Sent from my Nexus 7 using Tapatalk


----------



## hightechrdn (Dec 9, 2011)

I just noticed that the other person is referring to a 19x9 wheel, not a 19x9.5. Being a half inch narrower, an ET35 19x9 would probably work, at least with a no wider than OEM tire. There is a wheel/tire fitment thread in this subforum which has pages of different combinations described/pictured. 

Sent from my SAMSUNG-SGH-I337 using Tapatalk


----------



## tttastic (Nov 2, 2014)

hightechrdn said:


> If you search this forum, you will find that the most aggressive one can go with the Mk2 TT/TTS/TT-RS is ET45 with a 19x9.5 wheel before you have problems with rubbing on the fenders/outside of the wheel/tire.


I run 255/35-19 dw on 19x9.5+40. No rubbing.


----------



## hightechrdn (Dec 9, 2011)

tttastic said:


> I run 255/35-19 dw on 19x9.5+40. No rubbing.


Good to know. A lot of people running a 9.5 wide wheel are using a 265 or 275 width tire. Staying with the OEM 255 likely makes it work. 

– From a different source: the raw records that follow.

PR #4564, opened 2024-12-27
Bound preprocess and parallel signing calls

jonathanmetzman:
Bound preprocess to 30 minutes (shouldn't be more than 5)
Bound parallel signing to 2 minutes, exception if we pass this.

### DIFF
--- a/src/clusterfuzz/_internal/base/concurrency.py
+++ b/src/clusterfuzz/_internal/base/concurrency.py
@@ -49,7 +49,7 @@ def make_pool(pool_size=POOL_SIZE, cpu_bound=False, max_pool_size=None):
     else:
       yield futures.ThreadPoolExecutor(pool_size)
   else:
-    yield multiprocessing.Pool(pool_size)
+    yield futures.ProcessPoolExecutor(pool_size)
 
 
 # TODO(metzman): Find out if batching makes things even faster.
--- a/src/clusterfuzz/_internal/base/concurrency.py
+++ b/src/clusterfuzz/_internal/base/concurrency.py
@@ -21,22 +21,8 @@ from clusterfuzz._internal.system import environment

Is your car lowered? That makes a difference in day to day viability of a particular wheel/tire combo as well. 

Thank you 

Sent from my SAMSUNG-SGH-I337 using Tapatalk


----------



## in10city (Jan 12, 2018)

*19x9.5 ET 40 wheels on TTS*

tttastic - Hello, complete newbie here. I just picked up a 2010 TTS and I am looking to outfit her with the same tire/wheel combination you have - gunmetal grey instead. 
Now that time has elapsed, any comments or advice on the combination? Did you ever get rubbing or need to trim the tabs on the inner fender/wheel well? I assume you were running on stock suspension.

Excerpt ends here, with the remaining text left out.